You know what, it's hard. For me, as a musician, if I'm trying to create my vision and when somebody else is taking that control from me to make me something that I'm not, it hurts a lot. Because it's not an easy process to make a song, record it, mix and master it and everything else, also giving a lot of time and money. If you're trying to do it professionally, you want it to be your way. At least on some level, and to be completely out of creative control and put in a position to make something that somebody else thinks it's good for you, it really hurts and pisses you off, especially if you are very personal with your music. You are trying to prove yourself that you have something unique and worth of listening and when you don't have that chance, rough experience.

 

The similar thing happened with "Believe in Nothing" from Paradise Lost.
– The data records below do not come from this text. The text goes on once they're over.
PR #206, opened 2022-08-17
Replace #189 with more limited PR

nkerman:
In response to user feedback, I've added a single, information-dense cell which helps a more-advanced user get quick access to their data.


nkerman:
Changes qualify as self-mergable. Mostly markdown changes, and condensed form of approved code.

PR #423, opened 2025-09-16
getName, setName and getParent for Part Collections

superpowers04:


common/src/main/java/org/figuramc/figura/lua/api/PartCollection.java
```diff
@@ -22,12 +22,42 @@
 public class PartCollection implements MutablePart<PartCollection> {
     private Supplier<LuaTypeManager> manager;
     public final Set<FiguraModelPart> parts;
+    public final FiguraModelPart parent;
+    public String name;
```
PoolloverNathan: collections should be immutable
```suggestion
    public final String name;
```

common/src/main/java/org/figuramc/figura/lua/api/PartCollection.java
```diff
@@ -22,12 +22,42 @@
...
+    @LuaMethodDoc("models.collection.get_name")
+    public String getName() {
+        return name;
+    }
+    @LuaWhitelist
+    @LuaMethodDoc("models.collection.set_name")
+    public PartCollection setName(String name) {
+        this.name = name;
+        return this;
+    }
```
PoolloverNathan: this method mutates a collection and should not be definable

PoolloverNathan (changes requested):
I'm also currently working on this exact thing, and the 'parent' terminology is incorrect (I'm opting for 'owner')

superpowers04:
> I'm also currently working on this exact thing, and the 'parent' terminology is incorrect (I'm opting for 'owner')

To me, parent makes more sense. The parent of the collection is the model that has the collection

superpowers04:
> > I'm also currently working on this exact thing, and the 'parent' terminology is incorrect (I'm opting for 'owner')
> 
> To me, parent makes more sense. The parent of the collection is the model that has the collection

Also, parent/children terminology is used all over Figura for Model Parts so to me it makes sense

PR #424, opened 2025-09-16
feat: make collections track owner & name

PoolloverNathan:
Collections now track their owner and name, including across set ops, pursuant to the following axioms:

* Compound/derived collections have the name of the leftmost involved collection.
* Derived collections have the same owner as their precedent.
* Compound collections have the same owner as their precedents iff they all share the same owner.
* Compound collections from multiple owners (including nil) have a nil owner.

resolves #423


common/src/main/java/org/figuramc/figura/model/FiguraModelPart.java
```diff
@@ -1614,6 +1616,17 @@ public FiguraModelPart newPart(@LuaNotNil String name, String parentType) {
         return newer;
     }
 
+    @LuaMethodDoc(
+        value = "model_part.collect",
+        overloads = @LuaMethodOverload(
+            argumentNames = {"name", "parts§c..."},
```
penguinencounter: don't do this - documentation can be exported (ex. to FIGS) and this will just look bad in those cases

common/src/main/java/org/figuramc/figura/model/FiguraModelPart.java
```diff
@@ -1634,6 +1647,23 @@ public Object __index(String key) {
             case "preRender" -> preRender;
             case "midRender" -> midRender;
             case "postRender" -> postRender;
+            case "collect" -> new VarArgFunction() {
```
penguinencounter: instantiate this once as a static field and rely on the `self` first argument instead of `this`

(or at least instantiate it once per ModelPart instance, not _every single time it's used_)

common/src/main/java/org/figuramc/figura/model/FiguraModelPart.java
```diff
@@ -1614,6 +1616,17 @@ public FiguraModelPart newPart(@LuaNotNil String name, String parentType) {
...
 
+    @LuaMethodDoc(
+        value = "model_part.collect",
+        overloads = @LuaMethodOverload(
+            argumentNames = {"name", "parts§c..."},
+            argumentTypes = {String.class, FiguraModelPart.class}
+        )
+    )
+    public PartCollection collect(String name, FiguraModelPart... parts) {
+        return new PartCollection(name, FiguraModelPart.this, () -> owner.luaRuntime.typeManager, ImmutableSet.copyOf(parts));
```
penguinencounter: the current `this` is already `FiguraModelPart` here, no need to explicitly declare it (presumably you moved this code from the inner class?)

common/src/main/java/org/figuramc/figura/model/FiguraModelPart.java
```diff
@@ -1634,6 +1647,23 @@ public Object __index(String key) {
...
             case "postRender" -> postRender;
+            case "collect" -> new VarArgFunction() {
+                @Override
+                public Varargs invoke(Varargs args) {
+                    LuaTypeManager manager = owner.luaRuntime.typeManager;
+                    String name = args.checkjstring(2);
+                    // I'm sorry
+                    var parts = new FiguraModelPart[args.narg() - 2];
+                    for (int i = 2; i < args.narg(); i++) {
+                        if (manager.luaToJava(args.arg(i+1)) instanceof FiguraModelPart part) {
```
penguinencounter: just use `checkuserdata` instead of routing it through the type manager

common/src/main/java/org/figuramc/figura/lua/api/PartCollection.java
```diff
@@ -20,20 +22,45 @@
...
     }
+    public PartCollection(String name, @Nullable FiguraModelPart owner, @Nullable FiguraModelPart owner2, Supplier<LuaTypeManager> manager, Set<FiguraModelPart> parts) {
+        this(name, owner == owner2 ? owner : null, manager, parts);
+    }
+    public PartCollection(PartCollection old, Set<FiguraModelPart> parts) {
+        this(old.name, old.owner, old.manager, parts);
+    }
+    public PartCollection(PartCollection left, PartCollection right, Set<FiguraModelPart> parts) {
+        this(left.name, left.owner, right.owner, left.manager, parts);
+    }
```
penguinencounter, line 48: these should probably have javadocs because it's not obvious what they do from a callsite

common/src/main/java/org/figuramc/figura/model/FiguraModelPart.java
PoolloverNathan: yes, correct — previously the method body was `throw new AssertionError();` but that'd be useless to e.g. Java callers

common/src/main/java/org/figuramc/figura/lua/api/PartCollection.java
PoolloverNathan: fair yeah I'll write those in the morning

common/src/main/java/org/figuramc/figura/model/FiguraModelPart.java
PoolloverNathan: oh yeah figs exists — so just remove the §c?

common/src/main/java/org/figuramc/figura/model/FiguraModelPart.java
PoolloverNathan: …I forgot that exists okay

common/src/main/java/org/figuramc/figura/model/FiguraModelPart.java
```diff
@@ -1644,6 +1675,7 @@ public void __newindex(@LuaNotNil String key, LuaFunction value) {
             case "preRender" -> preRender = value;
             case "midRender" -> midRender = value;
             case "postRender" -> postRender = value;
+            case "collect" -> _collectFunc = value;
```
penguinencounter: why is this something you're allowed to do

PoolloverNathan: idk; I just added it for consistency

PoolloverNathan: should I remove it?

PoolloverNathan: yeah it doesn't really make sense as a valid operation

penguinencounter: `collect` is acting like a method, not a field, so you shouldn't be able to set it

penguinencounter (approved):

PR #426, opened 2025-09-18
Add support for emojis in hovertext

Captain8771:
prevents needing to manually put unicode characters with the internal font

### DIFF
--- a/common/src/main/java/org/figuramc/figura/font/Emojis.java
+++ b/common/src/main/java/org/figuramc/figura/font/Emojis.java
@@ -3,6 +3,7 @@ package org.figuramc.figura.font;
 import com.google.gson.JsonObject;
 import com.google.gson.JsonParser;
 import net.minecraft.network.chat.Component;
+import net.minecraft.network.chat.HoverEvent;
 import net.minecraft.network.chat.MutableComponent;
 import net.minecraft.network.chat.Style;
 import net.minecraft.resources.ResourceLocation;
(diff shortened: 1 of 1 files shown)


Bitslayn:
Does this filter badges and blacklisted emojis?

Riftlight:
Should it? The badges that are blacklisted never appear in hovertext.
Also, maybe this is a good time to consider removing the blacklist

Captain8771:
> Should it? The badges that are blacklisted never appear in hovertext. Also, maybe this is a good time to consider removing the blacklist

i think removing the blacklist entirely is a bit much, as it'd be possible to impersonate a dev/supporter/whatnot with no way to differentiate it from the real deal, but i agree that some things definitely shouldn't be on it, like :x:

Riftlight:
There's definitely an argument against it, but badges and emojis are distinguishable both by badges' hover text and supporter and dev badges look quite different from the nearest emoji

Captain8771:
> There's definitely an argument against it, but badges and emojis are distinguishable both by badges' hover text and supporter and dev badges look quite different from the nearest emoji

hovertext can be imitated by using the raw unicode character and font, but also i thought you meant removing the blacklist entirely, not just for emojis lol

tivvo:
> i think removing the blacklist entirely is a bit much, as it'd be possible to impersonate a dev/supporter/whatnot with no way to differentiate it from the real deal, but i agree that some things definitely shouldn't be on it, like ❌

like, the fact i cant use the star emoji is _really_ annoying considering everything as i didn't have a supporter icon till recently and any way to identify my own symbol and especially with debugging and profilers the ❌ emoji not being available is Very annoying

**at least** only apply the blacklist to list and chat only, as with text tasks it becomes annoying to do certain things

> Does this filter badges and blacklisted emojis?

also i don't think it's a necessity for this because nothing uses hovertext with the blacklisted emojis ¯\_(ツ)_/¯ the main reason from the necessity around the removal of the blacklisted emojis is to prevent fake errors / fake badges, and i feel like it should stay that way

PR #431, opened 2025-09-27
Remove PRE_RENDER render context

Bitslayn:
The pre_render context does not change. It runs once per frame and world_render doesn't pass a render context so it makes sense to not have a render context for pre_render.

The current issue this solves is pre_render currently returns "OTHER" as its context (provided by Avatar.json `renderMode.name()`), when in reality it should have returned "RENDER", though having a constant context doesn't make sense either.


Bitslayn:
Not important

PR #433, opened 2025-09-28
fix: RenderTask light and overlay

Bitslayn:
Fixes render tasks taking the light level and overlay of another avatar if they don't set their own


Bitslayn:
With this, tasks now properly take the light level of just their parent group rather than any group

PR #404, opened 2025-09-11
Fix :getMousePos() for proper correction for High DPI / Retina Mode Displays

tivvo:
as said, modifies the :getMousePos() position by the contentScaleFactor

Greg Mackintosh thinks that that record doesn't really exist for him since they didn't have creative control over the music. The other expample is when NIN finished "Pretty Hate Machine", TVT wanted similar record again and Reznor was very pissed off about that because he did not want to repeat himself. Linkin Park had similar issues with record company when they were doing "Hybrid Theory". Not an easy thing to swallow.

Indeed.  I think that's just the reality of most record companies unfortunately.  Tom Warrior from Celtic Frost/Triptykon is another one on that list who has been very vocal about his hatred of big labels for this reason.